Trinidad 3bisDe l'autre côté de la vitre, un Yankee égosille un air de jazz. La terrasse du club de ce quartier chic est bondée. Trop de bruit, de fatigue et de chaleur... Mes tempes se resserrent en étau. Dans ma mâchoire la pression monte encore d'un cran.

Mon crâne va exploser.

Je grimace.

Stefan ne remarque pas ma lassitude. Sans relâche il parle et s'écoute parler. De ses affaires. De son business florissant entre l'Europe et l'Asie. D'économie mondiale. De sujets sérieux dont, à cette minute, je me contrefous, d'autant que son accent mêlé au brouhaha ambiant me le rend difficile à comprendre.

Je lâche prise. Je grimace. Je m'ennuie.

Je brûle de rentrer seule au studio, d'allumer la clim et de m'allonger dans un parfait silence.

Mais qu'est-ce qu'il a, cet homme, à parler comme ça ?

Est-ce sa manière de séduire ? Montrer à la femme qu'il convoite à quel point il est ambitieux, avisé, aisé.
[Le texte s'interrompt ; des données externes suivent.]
PR #2008, opened 2026-07-23
Fix Docker release publishing

christian-calabrese:
Fixes the Docker release path used by Nx Release.

- authenticate GHCR publishing with the workflow token and required Packages permission
- use Buildx annotations compatible with single-platform images
- add retry handling for transient Azure CLI installation failures in the self-hosted runner image
- support durable release versions for Docker-only Nx projects
- remove temporary verbose output from Nx Release commands

Validation:
- focused Docker plugin tests
- Nx release and publisher dry-runs for `self-hosted-runner`
- workflow and Dockerfile diagnostics


christian-calabrese:
Successful run
https://github.com/pagopa/dx/actions/runs/29991131733

packages/nx-dx-docker-plugin/src/executors/release-publish/release-publish.ts
```diff
@@ -1,138 +1,116 @@
...
     );
-    return { success: false };
+    if (!parseResult.success) {
+      throw new Error(`Could not read a version from ${packageJsonPath}.`, {
+        cause: parseResult.error,
+      });
+    }
+
+    return {
+      sourcePath: `${projectRoot}/package.json`,
```
kin0992, line 53: **question**: isn't this `packageJsonPath` instead?

packages/nx-dx-docker-plugin/src/executors/release-publish/release-publish.ts
```diff
@@ -1,138 +1,116 @@
...
-    return { success: false };
   }
 
-  const fullImageRef = readFileSync(versionFilePath, "utf8").trim();
-  const { imageBase, version } = splitImageReference(fullImageRef);
-  const aliasTags = computeReleaseTags(projectName, version).filter(
-    (tag) => tag !== version,
-  );
+  return {
+    sourcePath: `${projectRoot}/project.json`,
```
kin0992, line 74: same as previous comment

packages/nx-dx-docker-plugin/src/executors/release-publish/release-publish.ts
```diff
@@ -1,138 +1,116 @@
...
+    version: parseResult.data.metadata.version,
+  };
+};
+
+export const releasePublishExecutor = async (
```
kin0992, line 79: **question**: what is the goal of this function?

I see it is used in test files only and it is just exported, never called anywhere. Who is gonna use this function? When?

packages/nx-dx-docker-plugin/src/release/version-actions.ts
```diff
@@ -0,0 +1,99 @@
...
+
+/**
+ * Implements Nx Release for container-only projects that have no package
+ * manifest. The version lives in project.json metadata.version so it can be
+ * updated by nx release and consumed later by the publishing executor.
+ */
+export default class DockerProjectVersionActions extends VersionActions {
+  validManifestFilenames = ["project.json"];
+
+  async readCurrentVersionFromRegistry(): Promise<null> {
```
kin0992, line 45: **question**: what is the scope of this function? why is it useful?

packages/nx-dx-docker-plugin/src/release/version-actions.ts
```diff
@@ -0,0 +1,99 @@
...
+      .passthrough(),
+  })
+  .passthrough();
+
+/**
+ * Implements Nx Release for container-only projects that have no package
+ * manifest. The version lives in project.json metadata.version so it can be
+ * updated by nx release and consumed later by the publishing executor.
+ */
+export default class DockerProjectVersionActions extends VersionActions {
```
kin0992, line 41: **thought**: I see a lot of functions, under this class, that are not implemented (or just returns `null`. 
it is not clear to me what's going on here

packages/nx-dx-docker-plugin/src/executors/release-publish/release-publish.ts
christian-calabrese: `packageJsonPath` is the absolute path used to read the manifest. This value is intentionally workspace-relative because it is only used in log and error messages; that avoids exposing runner-specific absolute paths. The package manifest is therefore read from `packageJsonPath`, while the message reports `apps/.../package.json`.

packages/nx-dx-docker-plugin/src/executors/release-publish/release-publish.ts
christian-calabrese: Same rationale here: `projectJsonPath` is the absolute path used for I/O, while the returned path is workspace-relative and intended only for diagnostics.

packages/nx-dx-docker-plugin/src/executors/release-publish/release-publish.ts
christian-calabrese: This is the Nx executor entry point. Nx resolves it dynamically through `executors.json` when `nx release publish` invokes the inferred `nx-release-publish` target. It is exported so Nx can load it, and tests import it directly to validate the executor behavior without running Nx end to end.

packages/nx-dx-docker-plugin/src/release/version-actions.ts
christian-calabrese: This is the custom `VersionActions` implementation used only by Docker-only projects, which do not have a `package.json`. Its scope is to make `project.json.metadata.version` the durable version source for Nx Release: versioning updates that field and the publish executor reads it later, including when version and publish run on different CI runners.

packages/nx-dx-docker-plugin/src/release/version-actions.ts
christian-calabrese: `VersionActions` is an abstract Nx Release contract, so these methods must be implemented even when a capability does not apply. For Docker-only projects, `metadata.version` is the only version source: there is no package registry lookup, no dependency version manifest, and no dependency versions to rewrite. The methods returning `null` or `[]` are therefore intentional no-ops; only reading and updating `project.json.metadata.version` are relevant to this project type.

actions/nx-release/action.yaml
```diff
@@ -156,6 +156,14 @@ runs:
         # Create or update PR (script writes to GITHUB_OUTPUT)
         RELEASE_TAGS="$RELEASE_TAGS" node "$ACTION_PATH/scripts/dist/manage-version-pr.js"
 
+    - name: Log in to GitHub Container Registry
+      if: steps.release-mode.outputs.mode == 'publish' || steps.release-mode.outputs.mode == 'publish-all'
+      uses: docker/login-action@4907a6ddec9925e35a0a9e82d7399ccc52663121 # v4.1.0
```
mamu0: [suggestion(non-blocking)](https://pullpo.io/cc?l=suggestion&d=non-blocking) 

```suggestion
      uses: docker/login-action@06fb636fac595d6fb4b28a5dfcb21a6f5091859c # v4.5.0
```

kin0992 (approved):
you need to rebase and fix conflicts

mamu0 (approved):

Un requin parmi les requins, un loup parmi les loups.

Ce qu'il ignore, c'est que voilà le meilleur moyen de me repousser.


Ambition, ambition...

Jailli en rafales des lèvres de Stefan, le mot tournicote entre nos verres pour filer dans ma bouche, là où je le recrache d'un :

- Moi, d'ambition, je n'en ai aucune.

Ce qui n'est pas tout à fait vrai. Mais peut-on appeler "ambition" le simple désir d'être en paix et heureuse ? De continuer à voyager, à plonger, à écrire ? D'espérer que ma vie se poursuive sans trop dérailler ?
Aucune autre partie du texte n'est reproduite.